Tuesday, April 6, 2010
Can I sell on proposal? by Terry Burns
It depends on what it is and who you talk to. For many years it has been taught that you have to have a completed manuscript in fiction but could sell on proposal if you were established and anybody could sell nonfiction on proposal.
But after things tightened up during the heart of the economic turndown I started to get some responses that caused me to wonder if things were changing. I did a survey of over 200 editors, mainstream and Christian publishers alike. I surveyed editors that did only fiction, only non-fiction and those who did both. I got some surprising results.
The tightening of the economy did cause some to start seeing things differently.
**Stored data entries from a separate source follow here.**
PR #1843, opened 2021-07-22
fix NPE on unused lambda param in static initializer

dwyand:
## Before this PR
If a lambda with an unused parameter is declared in a static initializer, the `StrictUnusedVariable` check throws an NPE and halts gradle. `Symbol.MethodSymbol#params` is null on static initializers instead of an empty list.

## After this PR
==COMMIT_MSG==
fix NPE on unused lambda param in static initializer
==COMMIT_MSG==

## Possible downsides?
None.


fawind (approved):
Thanks for fixing!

A majority of those surveyed said they DID like to know that the project was complete before they invested any time in it, even in non-fiction, particularly for unproven authors. They want to be able to say "I'd like to see the full manuscript" and get it quickly before they turn their attention to something else and lose interest.
So after the economy changes is this attitude going to change? Your guess is as good as mine, but I think a lot of them have discovered they prefer it this way. This is a hard pill to swallow for the established writer who likes to turn out a bunch of story ideas, write a few sample chapters, then run them up the flagpole and only finish those that garner interest. Do they have to swallow it?
Nope! Are there still those who do business the way they always have? You bet! The problem is knowing which are which. If we send to an editor that wants to know a full is available and it isn't, chances are they aren't going to say, but just pass on it. If we have the full available and they don't really need it, what does it hurt? Seems to me we are narrowing our potential market one way but not the other. Of course there is a trade-off in having to do more work.
I'm asking my clients to complete the work, fiction or non-fiction if they are less experienced writers. I'm doing a mix on my better published writers and trying some on proposal for them but asking them to finish the projects they believe in the strongest. We'll see if that makes a difference.
Things change so fast in this business, this is just another area that this is just another area that we are foolish to simply assume it works the way it always has.